Die zweite Säule von EU XXL nennt sich Dialog und ist, im Unterschied zum Forum, öffentlich und kostenlos für alle Interessierten zugänglich. Man hat diesen Bereich in drei einzelne Tage (von 1. bis 3. März) gegliedert, die jeweils ein Kernthema haben: Fernsehen, Dokumentarfilm und – unter dem Titel „Faces for Europe“ – die Situation der Schauspieler in den verschiedenen europäischen Ländern. Auch an diesen drei Tagen stehen das Kennenlernen, der Austausch von Informationen und das Miteinander-Reden im Vordergrund. Dass die Schauspieler der Schauspielerin Mercedes Echerer besonders am Herzen liegen, ist nachvollziehbar. „Sie sind so wichtig für die europäische Filmproduktion“, sagt sie, „und es ist für sie wichtig, dass sie in Europa eine Chance bekommen, auch außerhalb ihrer Landesgrenzen.“ Genau deshalb wird in Krems e-talenta vorgestellt, eine zentrale europäische Datenbank, in die sich jede Schauspielerin und jeder Schauspieler selbst einbringen kann, ob mit Agentur oder ohne – mit seinen speziellen Fähigkeiten und (Sprach-)Kenntnissen. „Angenommen, ein norwegischer Regisseur sucht für einen Film eine slowenische Immigrantin unter 30, die Tango tanzen kann – hier wird er fündig.“ Die nationalen Schauspielerverbände kommen alle nach Krems, „und man kann schauen, wie geht es den Schauspielern, in Litauen zum Beispiel. Kann man dort überleben als Filmschauspieler, oder muss man nebenbei am Theater arbeiten, bzw. wie groß ist überhaupt die Filmproduktion dort?“ Wissenstransfer eben.

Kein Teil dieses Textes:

Issue #77, opened 2026-03-09
Claude Opus cost


MariusAdrian88:
Hi J,

Why is the cost of the Claude Opus 4.6 so inflated, at $15 for 1M tokens for input context. 

The actual costs now: Claude Opus 4.6  --> $5 / MTok which is 1/3 from the estimation that we get.
Source: https://platform.claude.com/docs/en/about-claude/pricing

Perhaps we could auto-detect the used model and get the cost from a configurable table in a config file.

Best regards,
Marius

PR #79, opened 2026-03-09
feat: SQL language support with dbt Jinja preprocessing

paperlinguist:
## Summary
- Add SQL as a supported language (`.sql` files) using the `tree-sitter-sql` (derekstride) grammar
- Extract symbols from `CREATE TABLE`, `CREATE VIEW`, `CREATE FUNCTION`, `CREATE INDEX`, `CREATE SCHEMA`, and CTE
definitions
- Preprocess dbt Jinja-templated SQL (`{{ }}`, `{% %}`, `{# #}`) before parsing so tree-sitter can handle dbt model files
- Extract dbt directives (`{% macro %}`, `{% test %}`, `{% snapshot %}`, `{% materialization %}`) as first-class symbols
with signatures, params, and docstrings
- Fix `test_respects_env_file_limit` to set `JCODEMUNCH_MAX_FOLDER_FILES` alongside the legacy env var so the test passes
when the folder-specific var is set in the environment
## Real-world validation
Tested against a production dbt project with 4,200+ SQL files:
| Metric | Result |
|--------|--------|
| SQL files indexed | 4,202 |
| Symbols extracted | 7,272 |
| Index time (no AI summaries) | 56.7 seconds |
| Files with no extractable symbols | 2,546 (simple SELECT models — expected) |
## Files changed
**New files:**
- `src/jcodemunch_mcp/parser/sql_preprocessor.py` — Jinja stripping and dbt directive extraction
- `tests/test_sql_language.py` — 27 tests covering DDL, CTEs, Jinja preprocessing, and all dbt directive types

**Modified files:**
- `src/jcodemunch_mcp/parser/extractor.py` — `_parse_sql_symbols()` function
- `src/jcodemunch_mcp/parser/languages.py` — `SQL_SPEC`, `.sql` extension mapping, registry entry
- `CHANGELOG.md` — `[Unreleased]` section documenting SQL support
- `LANGUAGE_SUPPORT.md` — SQL row in language table + `sql` in valid language names
- `README.md` — SQL row in Supported Languages table
- `tests/test_security.py` — fix `test_respects_env_file_limit` to also set `MAX_FOLDER_FILES_ENV_VAR`

## SQL symbol extraction details
| SQL construct | Symbol kind | Signature example |
|---------------|-------------|-------------------|
| `CREATE TABLE` | type | `CREATE TABLE orders (id, customer_id, status)` |
| `CREATE VIEW` | type | `CREATE VIEW active_orders` |
| `CREATE FUNCTION` | function | `CREATE FUNCTION get_total(p_id INT) RETURNS DECIMAL` |
| `CREATE INDEX` | type | `CREATE INDEX idx_status ON orders` |
| `CREATE SCHEMA` | type | `CREATE SCHEMA analytics` |
| CTE (`WITH x AS`) | function | `WITH ranked AS (...)` |
| `{% macro %}` | function | `{% macro dedupe(source_cte, partition_by) %}` |
| `{% test %}` | function | `{% test row_count(model, source_name) %}` |
| `{% snapshot %}` | type | `{% snapshot snap_contacts %}` |
| `{% materialization %}` | function | `{% materialization cortex_agent %}` |

## Test plan
- [x] All 27 new SQL tests pass (`tests/test_sql_language.py`)
- [x] Full suite: 431 passed, 4 skipped, 0 failed
- [x] Validated on a real 4,200-file dbt project
- [x] Validated on Python 3.10, 3.11, 3.12


paperlinguist:
> This is a genuinely impressive contribution — real-world validation on 4,200 dbt files with 431 tests passing is exactly the right way to land a feature this size. The architecture is clean and the implementation details are solid throughout.
> 
> A few things before this can merge:
> 
> ### Rebase required
> Per project policy, large PRs need to be rebased onto current `main` before merging. Can you pull the latest `jgravelle/jcodemunch-mcp:main` into your fork and resolve any conflicts? The issue #77 pricing fix just landed and there are other recent commits this should incorporate.
> 
> ### Context provider performance: no opt-out path
> `discover_providers()` runs on every `index_folder` call and may parse thousands of YAML files across a large project tree. On the 4,200-file dbt repo you tested, that's potentially a lot of schema.yml I/O on every re-index. There's currently no way to disable this.
> 
> Suggestion: a `JCODEMUNCH_CONTEXT_PROVIDERS=0` env var (or `--no-context-providers` parameter to `index_folder`) would give users an escape hatch for cases where they don't want the overhead or are hitting edge cases. The "zero config" default is great; just needs an override.
> 
> ### `detect()` sets instance state as a side effect
> ```python
> def detect(self, folder_path: Path) -> bool:
>     self._dbt_yml_path = _detect_dbt_project(folder_path)  # ← side effect
>     return self._dbt_yml_path is not None
> ```
> 
> If `load()` is ever called without `detect()` having been called first (e.g. in a test or a future code path), it raises `AttributeError`. Safer to initialize `self._dbt_yml_path = None` in `__init__` and guard in `load()`:
> 
> ```python
> def __init__(self):
>     self._dbt_yml_path: Optional[Path] = None
>     self._doc_blocks: dict[str, str] = {}
>     self._models: dict[str, DbtModelMetadata] = {}
> ```
> 
> Minor, but `detect()`/`load()` contract in the ABC makes this worth hardening.
> 
> ### Minor nits (non-blocking)
> * `bash.exe.stackdump` snuck into `.gitignore` — fine to leave, but is a Windows build artifact, not a project file.
> * `SQL_SPEC` has all-empty dicts with a comment explaining why. Worth adding a `# pragma: no cover` note or a docstring so future contributors don't try to "fix" it.
> * File context lookup by stem means a file named `schema.sql` would match a dbt model named `schema` — unlikely in practice but worth a comment.
> 
> ### Everything else is solid
> * `strip_jinja` + `extract_dbt_directives` before tree-sitter parsing is exactly right
> * `dirnames[:] =` mutation in os.walk (cross-pollinates nicely with PR [feat: speed up folder indexing #80](https://github.com/jgravelle/jcodemunch-mcp/pull/80)'s approach)
> * `@register_provider` decorator pattern is clean and extensible
> * The `FileContext` / `ContextProvider` ABC split is well-designed
> * 27 SQL tests + 58 context provider tests = right level of coverage
> * CONTEXT_PROVIDERS.md is genuinely useful, especially the "Adding a New Provider" guide
> 
> Rebase + the opt-out mechanism are the two things I'd want addressed before merging. The side-effect nit is worth fixing but not a blocker. Thanks for this — SQL + dbt support has been one of the most-requested features.

I ended up merging my context providers branch to my main fork early forgetting it would impact this PR. I'll get it cleaned up and rebase my PR and make the tweaks mentioned above. Thank you!

PR #107, opened 2026-03-16
Add support for extracting const declarations as constants in JS/TS

AntonEriksson978:
## Summary
This PR adds support for extracting `const` variable declarations as constants in JavaScript and TypeScript files. Previously, only certain naming conventions (UPPER_CASE) were recognized as constants. Now the parser properly identifies and indexes `const` declarations, including exported ones, while intelligently skipping function expressions assigned to constants.

## Key Changes
- **Enhanced constant extraction in `extractor.py`**: Added logic to handle `lexical_declaration` and `variable_declaration` nodes in JS/TS, extracting const assignments as constants
- **Smart function detection**: Arrow functions and function expressions assigned to constants are correctly skipped and handled by the existing `_extract_variable_function` logic instead
- **Relaxed naming conventions for JS/TS**: JavaScript and TypeScript now accept any identifier name for constants (including camelCase), while other languages still enforce UPPER_CASE conventions
- **Test coverage**: Added comprehensive tests for both TypeScript and JavaScript const extraction, including edge cases with exported constants and function expressions
- **Fixture updates**: Updated sample files to include real-world examples of const declarations (Convex query/mutation patterns)

## Implementation Details
- The extraction logic checks the `value_node` type to distinguish between simple constant assignments and function expressions
- Function expressions (arrow functions, function expressions, generator functions) are explicitly skipped to avoid duplication with function extraction
- Content hashing and proper line/byte offset tracking are maintained for all extracted constants
- The implementation respects language-specific naming conventions while providing sensible defaults for JS/TS

https://claude.ai/code/session_01MzbXTW1mdugr134hQ6YMop

### DIFF
--- a/tests/test_parser.py
+++ b/tests/test_parser.py
@@ -152,13 +152,14 @@ def test_typescript_const_declarations():
     assert "defaultConfig" in names
     assert "emailRegex" in names
     assert "allowedOrigins" in names
-    # Arrow function should be extracted as a function, not a constant
-    const_names = {s.name for s in symbols if s.kind == "constant"}
-    assert "greet" not in const_names
-    # Verify kind
+    # Verify non-function consts are kind=constant
     for s in symbols:
         if s.name in ("defaultConfig", "emailRegex", "allowedOrigins", "MAX_TIMEOUT"):
             assert s.kind == "constant"
+    # Arrow function const is indexed as a function (not a constant)
+    assert "greet" in names
+    greet_sym = next(s for s in symbols if s.name == "greet")
+    assert greet_sym.kind == "function"
 
 
 JS_CONST_SOURCE = """\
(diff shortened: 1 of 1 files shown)


jgravelle:
Thanks for the detailed follow-up @AntonEriksson978 — that narrows it down perfectly.

You're right: the Convex pattern is a distinct case that's currently a gap. To be precise:

```typescript
export const getTaskList = query({ handler: async (ctx, args) => { ... } });
```

The right-hand side is a **call expression** (`query({...})`), not an arrow function or function expression. The current parser skips these because it can't tell at parse time whether `query()` returns a callable — it could be anything.

**Your PR as written** handles non-function constants (objects, primitives, regex) and correctly skips arrow/function expressions to avoid double-extraction. But it also skips call expressions, so the Convex case wouldn't be caught.

**The actual fix** would be: when a `const` is assigned to a `call_expression`, extract it as a `function` symbol (since in practice these are always endpoint/handler wrappers). This is a small addition either to your PR or to main.

A few options:
1. **Update this PR** to also extract `call_expression` assignments as `function` symbols — would catch Convex `query`/`mutation`/`action` and similar patterns in other frameworks (tRPC, Hono, etc.)
2. **Close this PR** and I'll land a targeted fix on main that covers the Convex case specifically
3. **Merge this PR as-is** (non-function const extraction is still useful) and follow up with a separate issue for the Convex pattern

What would you prefer? Happy to implement option 2 if you don't want to continue iterating on this. Either way, appreciate you tracking this down — Convex users will thank you.

PR #143, opened 2026-03-21
fix: shutdown WAL checkpoint now works for hyphenated GitHub owners

MariusAdrian88:
## Summary

  - `IndexStore.close()` used `slug.split('-', 1)` to reverse-engineer owner/name from `*.db` filenames, then reconstructed the path via `_db_path()`.
  This silently failed for GitHub owners with hyphens (e.g., `my-org/my-repo`), meaning the shutdown WAL checkpoint never fired for those repos.
  - Added `checkpoint_db(db_path)` to `SQLiteIndexStore` that accepts the database path directly, bypassing the fragile owner/name round-trip.
  - `IndexStore.close()` now passes each discovered `*.db` file straight through — reliable for all repo types (local, GitHub, hyphenated owners).

  ## Test plan

  - [x] Existing `test_checkpoint_compacts_wal` still passes
  - [x] New `test_checkpoint_db_by_path` — verifies `checkpoint_db()` works with a path directly
  - [x] New `test_index_store_close_checkpoints_all` — verifies `IndexStore.close()` checkpoints without slug parsing
  - [x] Full suite: 825 passed, 0 failures

### DIFF
--- a/src/jcodemunch_mcp/storage/index_store.py
+++ b/src/jcodemunch_mcp/storage/index_store.py
@@ -217,12 +217,7 @@ class IndexStore:
         if not self.base_path.exists():
             return
         for db_file in self.base_path.glob("*.db"):
-            slug = db_file.stem  # e.g. "local-myrepo-abc123"
-            # Extract owner and name from the slug: first segment = owner, rest = name
-            parts = slug.split("-", 1)
-            if len(parts) == 2:
-                owner, name = parts
-                self._sqlite.checkpoint_and_close(owner, name)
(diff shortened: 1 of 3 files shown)


jgravelle (approved):
Exactly the right fix — adding checkpoint_db() that accepts a path directly is cleaner than any attempt to make the slug parsing more robust. The close() simplification from 6 lines to 1 says it all.

Two targeted tests that verify the actual behavior (WAL compacted to 0 bytes) rather than just calling the method — good test discipline.

Thanks for the quick turnaround on this.

PR #150, opened 2026-03-22
feat: add Razor .cshtml mixed-language parsing and fixture coverage

outoftheblue9:
## Summary

  - Adds a dedicated `CshtmlExtractor` for parsing ASP.NET Core Razor (`.cshtml`) files, which embed C# within HTML
  templates
  - Registers `.cshtml` as a recognized extension mapped to the `razor` language profile
  - Adds two fixture files and a full test suite validating symbol extraction

  ## Motivation

  `.cshtml` files are ubiquitous in .NET web projects and contain a mix of C# logic and HTML markup. Without
  language-aware parsing, jCodeMunch treats them as opaque blobs — none of the symbols, methods, or directives are
  indexed. This PR closes that gap so .NET Razor projects get the same token-savings benefits as other supported
  languages.

  ## What changed

  | File | Change |
  |------|--------|
  | `src/jcodemunch_mcp/parser/extractor.py` | New `_parse_razor_symbols()` function (~300 lines) handling `@{ }` code
  blocks, `@functions { }` / `@code { }` blocks, C# method/class extraction, `@model` / `@using` / `@inject` directives,
   `<script>` and `<style>` blocks, and HTML element ID extraction |
  | `src/jcodemunch_mcp/parser/languages.py` | Registers `.cshtml` → `razor` in the extension map |
  | `src/jcodemunch_mcp/server.py` | Minor follow-on update |
  | `tests/fixtures/razor/sample.cshtml` | Minimal fixture for unit tests |
  | `tests/fixtures/razor/dotnet_aspnetcore_layout.cshtml` | Full real-world ASP.NET Core layout page fixture |
  | `tests/test_razor.py` | 151-line test file covering symbol extraction, directive parsing, method detection, index
  integration, and edge cases |

  ## Test plan

  - [ ] `pytest tests/test_razor.py` — all Razor-specific tests pass
  - [ ] `pytest tests/test_server.py` — no regressions in server tests
  - [ ] Manually verify `.cshtml` files are discovered and indexed via `index_folder`

  ## Notes

  No new dependencies introduced. The extractor uses only stdlib `re` patterns, consistent with the existing custom
  extractor approach used for Vue, Nix, and other languages in this codebase.

### DIFF
--- a/src/jcodemunch_mcp/parser/extractor.py
+++ b/src/jcodemunch_mcp/parser/extractor.py
@@ -30,6 +30,8 @@ def parse_file(content: str, filename: str, language: str) -> list[Symbol]:
         symbols = _parse_elixir_symbols(source_bytes, filename)
     elif language == "blade":
         symbols = _parse_blade_symbols(source_bytes, filename)
+    elif language == "razor":
+        symbols = _parse_razor_symbols(source_bytes, filename)
     elif language == "nix":
         symbols = _parse_nix_symbols(source_bytes, filename)
     elif language == "vue":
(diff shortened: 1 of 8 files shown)


jgravelle (approved):
Really solid contribution — Razor/cshtml is a genuine gap for .NET users and this fills it cleanly.

A few things I appreciated:
- Stays true to the stdlib-regex approach used for Vue, Nix, and EJS — no new dependencies
- Two fixtures: a minimal unit-test case AND a real ASP.NET Core layout page, so the tests have actual signal
- The @functions/@code block distinction is handled correctly, and the @model/@using/@inject directives are first-class symbols rather than an afterthought

Full test suite (852 tests) passes clean. Merging.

Wurde bei EU XXL 2005 die beste europäische Koproduktion ausgezeichnet (Hostage von Constantine Giannaris, Griechenland/Türkei), so werden diesmal zwei Schauspieler mit einem Preis bedacht, die auch außerhalb ihres eigenen Landes reüssiert haben: der Däne Nicolas Bro (ihm zu Ehren läuft der Film Dark Horse des isländischen Regisseurs Dagur Kári) und die serbische Schauspielerin Mirjana Karanovic, die Hauptdarstellerin aus Grbavica, die in Krems in Das Fräulein von Andrea Štraka zu sehen ist. Als Eröffnungsfilm der kleinen Filmschau ist Tony Gatlifs Transylvania zu sehen – 2006 immerhin der offizielle Abschlussfilm beim Filmfestival in Cannes. „Nicht nur ist das ein europäischer Film, wie er im Buche steht, sondern auch eine Hommage an das neue EU-Land Rumänien.“ Ein Tribute ist dem österreichischen Dokumentarfilmer und Kameramann Joerg Th. Burger gewidmet.